PHILOSOPHIE ET VALEURS
Sans distinction d’ethnie, de race, de religion et d’appartenance politique ou idéologique, le groupe des huit (08) Organisations de la société civile (G8) est une plateforme d’échanges et de réflexions, de rapprochement de toutes les tendances, en vue d’articuler des actions communes porteuses de changement et de normalisation de la vie publique et politique au Togo.
Le G8 est une dynamique non violente, engagée pour la promotion de la justice sociale, des droits de l’Homme, de la paix sociale et civile, de la démocratie et de l’Etat de droit. Le groupe est ouvert au dialogue, aux échanges, à la réflexion et à la formulation d’alternatives porteuses de changement sociopolitique escompté par la majeure partie du peuple. Pour ce faire, il mobilise les Organisations de la société civile et syndicales partenaires ou alliées, hommes et femmes de bonne volonté au niveau national et international pour se retrouver, discuter, analyser les réalités et réfléchir sur les grands enjeux du pays. Ensemble, il recherche les causes des situations et les conséquences que cela implique pour la société. Il propose des alternatives et articule des actions de plaidoyer pour obtenir des améliorations des conditions d’exercice des droits et libertés publics fondamentaux sur le plan politique, économique et social en vue de l’enracinement de la démocratie et de l’état de droit.
I- RAPPEL DES FAITS
• 2016
Le 07 avril 2016, un communiqué en conseil des ministres mentionnait l’adoption d’un projet de loi relative à la liberté d’association au Togo.
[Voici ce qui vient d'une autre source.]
PR #2170, opened 2018-05-18
Update documentation on OSG running

josh-willis:
Add changes to the documentation to better describe running on the Open Science Grid, including:

 1. The need to specify a different `LIGO_DATAFIND_SERVER`, and
 2. Different arguments to `pycbc_submit_dax` that affect whether the inspiral jobs will run on a particular combination of the local cluster, the OSG, and possibly a specific XSEDE site.

### DIFF
--- a/docs/workflow/pycbc_make_coinc_search_workflow.rst
+++ b/docs/workflow/pycbc_make_coinc_search_workflow.rst
@@ -940,9 +940,22 @@ If you are running your own build of ``pycbc_inspiral``, you will need to give
 a path to a gsiftp URL and tell Pegasus that the executable is not installed
 on the OSG with the two ``--config-overrides`` options::
 
-    'executables:inspiral:gsiftp://server.hostname/path/to/pycbc_inspiral'
+    "executables:inspiral:gsiftp://server.hostname/path/to/pycbc_inspiral"
+    "pegasus_profile-inspiral:pycbc|installed:False"
 
 Make sure this executable is build following the instructions on the page :ref:`building_bundled_executables`.
+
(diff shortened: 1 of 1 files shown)


docs/workflow/pycbc_make_coinc_search_workflow.rst
```diff
@@ -940,10 +940,23 @@ If you are running your own build of ``pycbc_inspiral``, you will need to give
 a path to a gsiftp URL and tell Pegasus that the executable is not installed
 on the OSG with the two ``--config-overrides`` options::
 
-    'executables:inspiral:gsiftp://server.hostname/path/to/pycbc_inspiral'
+    "executables:inspiral:gsiftp://server.hostname/path/to/pycbc_inspiral"
+    "pegasus_profile-inspiral:pycbc|installed:False"
```
duncan-brown: @josh-willis why are you pulling the executable via gridftp, rather than using the bundle that is deployed in CVMFS?  For example:
```
"executables:inspiral:/cvmfs/oasis.opensciencegrid.org/ligo/sw/pycbc/x86_64_rhel_6/bundle/v1.9.4/pycbc_inspiral"
```

josh-willis: @duncan-brown Well, that part of the documentation I didn't change (the line you point to). I merely noticed that the text above it referenced two options and gave only the one, so my change was to add the second option.

I assume the original intent was for someone to run a bundled executable that they had built themselves, though I've never personally tested that and don't know whether it still works. But that's what the lines above the changed ones say.

But there are instructions right above those changes which do point the user toward the CVMFS executable; this is just a "secondary" approach, I suppose.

Le 19 mai 2016, de 16H à 17h au siège de la Délégation de l’Union Européenne au Togo, le groupe des 06 Organisations de la société civile (ACAT-TOGO, ATDPDH, CEJP, GRAD, SYNPHOT, SADD) s’est entretenu avec la Délégation de l’Union Européenne en présence du Chef de la délégation suite à son courrier en date du 10 mai 2016 relatif à la modification de la loi de 1901, portant liberté d’association au Togo. En substance le courrier faisait part de nos inquiétudes et de nos préoccupations concernant le projet de loi portant liberté d’association au Togo adopté en Conseil des Ministres par le gouvernement le 07 avril 2016.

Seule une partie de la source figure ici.